# Farewell to an old warrior



## DA SWO (Jul 13, 2011)

*End of a Mighty Hunter: *Britain's 

final two Nimrod R1 electronics intelligence aircraft, Royal Air Force assets based at RAF Waddington in Lincolnshire, went into retirement, ending 37 years of service for the aircraft type. Slated for early phaseout in March under Britain's 2010 defense review, the Ministry of Defence granted the Nimrods a stay of execution to support NATO air operations over Libya. Until the Nimrods' replacements—three RC-135 Rivet Joints that the RAF is acquiring from the US Air Force—enter service in 2014, "we're not going to get the same quality, but we can still do the job," said Air Chief Marshal Stephen Dalton at the Nimrod retirement ceremony at Waddington on June 28. In the interim, RAF crews are co-manning USAF RC-135s.
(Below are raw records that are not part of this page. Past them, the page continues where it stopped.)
PR #535, opened 2022-03-02
Use namespace alias to refer Record types in schema coercion ns

Deraen:
Since Cljs 1.10.439 using qualified name hasn't worked to refer to
record types.

### DIFF
--- a/modules/reitit-schema/src/reitit/coercion/schema.cljc
+++ b/modules/reitit-schema/src/reitit/coercion/schema.cljc
@@ -26,11 +26,11 @@
    (fn [x]
      (cond
        #?@(:clj [(class? x) (.getName ^Class x)])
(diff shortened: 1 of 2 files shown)


ikitommi:
Is there a reason for it not working on latest CLJS?

Deraen:
The change is probably not necessary here.

The problem on the schema-tools side was:

```
(defn maybe? [schema]
  (instance? schema.core.Maybe schema))
``` 

And in such a case, ClojureScript can't know if the `schema` part of `schema.core.Maybe` refers to the local binding or namespace, and the local name wins, in that case, the value doesn't have `.core.Maybe` property. The recommendation is that dotted qualified names shouldn't be dependent upon on ClojureScript, accessing all types through namespace is preferred.

PR #606, opened 2026-08-17
feat: auto-detect `github-actions` output format in CI

### LINKED ISSUE #596: Auto-detect CI
Consider using the existing `github.com/gkampitakis/ciinfo` dependency to auto-detect CI environments. 

For example, when no format is explicitly provided, set the output format to `github-actions` if `ciinfo.GITHUB_ACTIONS` is true. 

Explicit CLI and configuration values should take precedence, preserving the current behavior outside CI while avoiding the need to manually configure `--format github-actions` in GitHub Actions workflows.

One reason is that often linting tasks are defined in a single place (e.g. via mise) running in both CI and on developer machines, and in those cases setting via a flag or config file doesn't work. But auto-detect does! 😄

theoludwig:
Fixes #596


klaernie (approved):

cmd/editorconfig-checker/main.go
```diff
@@ -10,6 +10,8 @@ import (
 	"strconv"
 	"strings"
 
+	"github.com/gkampitakis/ciinfo"
```
mstruebing, line 13: Do we need this dependency?
Couldn't we just have a look if the `GITHUB_ACTION` environment variable is set or alternatively `CI`?  
https://docs.github.com/en/actions/reference/workflows-and-actions/variables

klaernie: We already have this dependency, but it was an indirect one through go-snaps.

I would also imagine, that in the not so far future somebody else tells us about a relation of a CI platform and it's preferred output format (I think GitLab and codeclimate might be one, but I haven't yet found the proof from where I think I've got this information), at which point we would need to implement another one ourselves. I'd prefer using a module which is better tested that we could do on our own.

mstruebing: Alright you've convinced me.

mstruebing (approved):

sandstrom:
Great! 💯

PR #609, opened 2026-08-18
chore: match Go files by glob in release-please extra-files

theoludwig:
## Problem

The 4.0.0 release PR (#595) fails CI:

```
pkg/files/files_test.go:15:2: no required module provides package
github.com/editorconfig-checker/editorconfig-checker/v3/pkg/config
```

`pkg/files/files_test.go` was missing from `extra-files` in `release-please-config.json`.

(still using "v3" path instead of v4)

## Fix

Rather than just adding the missing line, I thought it would be a good idea to replace by a single glob to avoid further mistakes.

## Note for after this merges

This fixes future releases but does not repair #595, since that branch already has the bad v3 line committed.

The `release-please--branches--main` branch should be deleted after this lands so the release PR is regenerated from scratch.

### DIFF
--- a/release-please-config.json
+++ b/release-please-config.json
@@ -16,16 +16,11 @@
                 "README.md",
                 "go.mod",
                 "default.nix",
-                "cmd/editorconfig-checker/main.go",
-                "pkg/config/config.go",
-                "pkg/config/config_test.go",
-                "pkg/error/error.go",
-                "pkg/error/error_test.go",
-                "pkg/files/files.go",
-                "pkg/validation/validation.go",
-                "pkg/validation/validation_test.go",
-                "pkg/validation/validators/validators.go",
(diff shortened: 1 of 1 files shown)


klaernie (approved):
Turns out the depth of release-please's feature is much more than they ever documented in prose.

I'll merge this immediately, but I don't think we need to recreate the v4 release PR - release-please regenerates it again and again, always rebasing it one main. So I would expect the PR to be updated and the remaining file to be caught.

theoludwig:
> Turns out the depth of release-please's feature is much more than they ever documented in prose.
> 
> I'll merge this immediately, but I don't think we need to recreate the v4 release PR - release-please regenerates it again and again, always rebasing it one main. So I would expect the PR to be updated and the remaining file to be caught.

Yep, you we were right, no need to create again the branch. :smile:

The R1 was one of several Nimrod variants that Britain operated. (British Forces News report by Kaija Larke)


----------



## Gypsy (Jul 13, 2011)

It's sad to see historic ships, bombers, aircraft etc get retired.  An end of an era I guess.


----------



## AWP (Jul 13, 2011)

I thought they canned them after the crash in '06.

To me, the real troubling thing about this is the loss of Britain's aerospace industry.


----------



## DA SWO (Jul 13, 2011)

Freefalling said:


> I thought they canned them after the crash in '06.
> 
> To me, the real troubling thing about this is the loss of Britain's aerospace industry.


Europe flushed it's aerospace industry years ago, consortium started there and has moved here.


----------



## ÉIREGOBRÁCH1922 (Jul 14, 2011)

They wasted alot of tax payers money in the U.K. after spending millions on upgrading the Nimrods and then deciding to scrap them. 

End of an era.


----------



## pardus (Jul 14, 2011)

Always sad to see this happen. Must come sooner or later though.


----------